**What to produce**
Check each line below for the word "algokit". Then give only how many lines have it.

§ §

PR #306, opened 2023-07-26
feat: advanced algokit generate command

aorumbayev:
## Proposed changes

- Adding logic to dynamically load new commands into click based on algokit.toml file. This is achieved by overloading Group class on click.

§ §

**Answer to this exercise**
2